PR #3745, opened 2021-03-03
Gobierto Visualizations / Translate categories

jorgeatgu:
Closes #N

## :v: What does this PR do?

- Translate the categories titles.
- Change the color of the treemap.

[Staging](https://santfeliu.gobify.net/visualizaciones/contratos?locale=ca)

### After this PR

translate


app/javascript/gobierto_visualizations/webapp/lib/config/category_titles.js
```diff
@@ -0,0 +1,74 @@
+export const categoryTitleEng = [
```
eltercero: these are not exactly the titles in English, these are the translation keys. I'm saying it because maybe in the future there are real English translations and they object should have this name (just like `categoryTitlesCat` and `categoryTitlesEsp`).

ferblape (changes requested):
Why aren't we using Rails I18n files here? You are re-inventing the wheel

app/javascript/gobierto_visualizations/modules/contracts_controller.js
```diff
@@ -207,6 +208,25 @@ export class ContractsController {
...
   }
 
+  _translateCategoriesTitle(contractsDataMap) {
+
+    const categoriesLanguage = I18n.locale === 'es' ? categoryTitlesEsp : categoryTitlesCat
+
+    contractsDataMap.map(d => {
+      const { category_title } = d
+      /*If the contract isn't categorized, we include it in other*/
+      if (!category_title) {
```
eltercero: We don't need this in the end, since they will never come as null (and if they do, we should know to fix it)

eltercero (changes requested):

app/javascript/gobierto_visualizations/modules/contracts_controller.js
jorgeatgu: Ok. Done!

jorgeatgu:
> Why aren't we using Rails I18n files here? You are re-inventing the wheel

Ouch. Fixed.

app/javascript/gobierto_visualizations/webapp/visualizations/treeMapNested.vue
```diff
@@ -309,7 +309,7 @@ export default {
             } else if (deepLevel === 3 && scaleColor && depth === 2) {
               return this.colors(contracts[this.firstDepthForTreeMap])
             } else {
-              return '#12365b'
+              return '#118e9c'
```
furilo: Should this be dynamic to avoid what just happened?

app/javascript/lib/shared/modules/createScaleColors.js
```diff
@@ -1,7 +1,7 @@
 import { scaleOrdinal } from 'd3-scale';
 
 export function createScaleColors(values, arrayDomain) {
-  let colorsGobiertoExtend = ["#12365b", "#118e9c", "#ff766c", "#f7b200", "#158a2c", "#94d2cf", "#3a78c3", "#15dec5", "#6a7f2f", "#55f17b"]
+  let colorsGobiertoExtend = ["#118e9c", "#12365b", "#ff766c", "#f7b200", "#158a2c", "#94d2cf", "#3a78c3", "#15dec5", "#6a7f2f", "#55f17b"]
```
———
Could you retype every line of the data exactly?

§ Result of the exercise:
PR #3745, opened 2021-03-03
Gobierto Visualizations / Translate categories

jorgeatgu:
Closes #N

## :v: What does this PR do?

- Translate the categories titles.
- Change the color of the treemap.

[Staging](https://santfeliu.gobify.net/visualizaciones/contratos?locale=ca)

### After this PR

translate


app/javascript/gobierto_visualizations/webapp/lib/config/category_titles.js
```diff
@@ -0,0 +1,74 @@
+export const categoryTitleEng = [
```
eltercero: these are not exactly the titles in English, these are the translation keys. I'm saying it because maybe in the future there are real English translations and they object should have this name (just like `categoryTitlesCat` and `categoryTitlesEsp`).

ferblape (changes requested):
Why aren't we using Rails I18n files here? You are re-inventing the wheel

app/javascript/gobierto_visualizations/modules/contracts_controller.js
```diff
@@ -207,6 +208,25 @@ export class ContractsController {
...
   }
 
+  _translateCategoriesTitle(contractsDataMap) {
+
+    const categoriesLanguage = I18n.locale === 'es' ? categoryTitlesEsp : categoryTitlesCat
+
+    contractsDataMap.map(d => {
+      const { category_title } = d
+      /*If the contract isn't categorized, we include it in other*/
+      if (!category_title) {
```
eltercero: We don't need this in the end, since they will never come as null (and if they do, we should know to fix it)

eltercero (changes requested):

app/javascript/gobierto_visualizations/modules/contracts_controller.js
jorgeatgu: Ok. Done!

jorgeatgu:
> Why aren't we using Rails I18n files here? You are re-inventing the wheel

Ouch. Fixed.

app/javascript/gobierto_visualizations/webapp/visualizations/treeMapNested.vue
```diff
@@ -309,7 +309,7 @@ export default {
             } else if (deepLevel === 3 && scaleColor && depth === 2) {
               return this.colors(contracts[this.firstDepthForTreeMap])
             } else {
-              return '#12365b'
+              return '#118e9c'
```
furilo: Should this be dynamic to avoid what just happened?

app/javascript/lib/shared/modules/createScaleColors.js
```diff
@@ -1,7 +1,7 @@
 import { scaleOrdinal } from 'd3-scale';
 
 export function createScaleColors(values, arrayDomain) {
-  let colorsGobiertoExtend = ["#12365b", "#118e9c", "#ff766c", "#f7b200", "#158a2c", "#94d2cf", "#3a78c3", "#15dec5", "#6a7f2f", "#55f17b"]
+  let colorsGobiertoExtend = ["#118e9c", "#12365b", "#ff766c", "#f7b200", "#158a2c", "#94d2cf", "#3a78c3", "#15dec5", "#6a7f2f", "#55f17b"]
```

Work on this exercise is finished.